• _Work instructions_
Below are records. Find each line in them that holds the word "msgids" and copy it.
BEGIN Raw data
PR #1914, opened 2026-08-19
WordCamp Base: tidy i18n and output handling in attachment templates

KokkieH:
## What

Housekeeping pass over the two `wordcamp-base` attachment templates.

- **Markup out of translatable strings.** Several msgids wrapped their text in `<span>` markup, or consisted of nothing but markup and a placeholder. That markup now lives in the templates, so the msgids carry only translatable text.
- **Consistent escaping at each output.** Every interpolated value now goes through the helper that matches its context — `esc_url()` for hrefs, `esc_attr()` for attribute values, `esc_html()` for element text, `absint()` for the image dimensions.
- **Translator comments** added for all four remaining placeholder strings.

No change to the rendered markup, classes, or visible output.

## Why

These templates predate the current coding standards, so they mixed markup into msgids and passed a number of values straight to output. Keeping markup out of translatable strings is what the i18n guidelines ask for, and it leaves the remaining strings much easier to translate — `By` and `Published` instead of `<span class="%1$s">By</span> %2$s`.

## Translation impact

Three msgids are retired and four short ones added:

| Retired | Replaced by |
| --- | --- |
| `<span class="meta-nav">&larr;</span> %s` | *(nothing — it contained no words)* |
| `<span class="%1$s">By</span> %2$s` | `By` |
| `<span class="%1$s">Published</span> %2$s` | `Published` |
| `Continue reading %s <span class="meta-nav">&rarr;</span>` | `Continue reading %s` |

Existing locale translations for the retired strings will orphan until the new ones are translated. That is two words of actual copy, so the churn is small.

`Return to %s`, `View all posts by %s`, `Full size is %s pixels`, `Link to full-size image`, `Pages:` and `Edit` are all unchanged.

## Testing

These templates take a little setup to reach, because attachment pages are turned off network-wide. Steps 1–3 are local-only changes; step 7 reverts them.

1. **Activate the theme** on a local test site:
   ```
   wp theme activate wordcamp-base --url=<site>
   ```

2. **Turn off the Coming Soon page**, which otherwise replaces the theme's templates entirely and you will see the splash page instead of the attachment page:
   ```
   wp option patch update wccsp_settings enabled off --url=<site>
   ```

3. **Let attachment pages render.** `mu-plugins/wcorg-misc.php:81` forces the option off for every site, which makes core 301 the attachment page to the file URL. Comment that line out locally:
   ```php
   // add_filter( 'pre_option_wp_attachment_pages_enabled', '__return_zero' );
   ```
END Raw data
• _Answer space_
- **Markup out of translatable strings.** Several msgids wrapped their text in `<span>` markup, or consisted of nothing but markup and a placeholder. That markup now lives in the templates, so the msgids carry only translatable text.
These templates predate the current coding standards, so they mixed markup into msgids and passed a number of values straight to output. Keeping markup out of translatable strings is what the i18n guidelines ask for, and it leaves the remaining strings much easier to translate — `By` and `Published` instead of `<span class="%1$s">By</span> %2$s`.
Three msgids are retired and four short ones added:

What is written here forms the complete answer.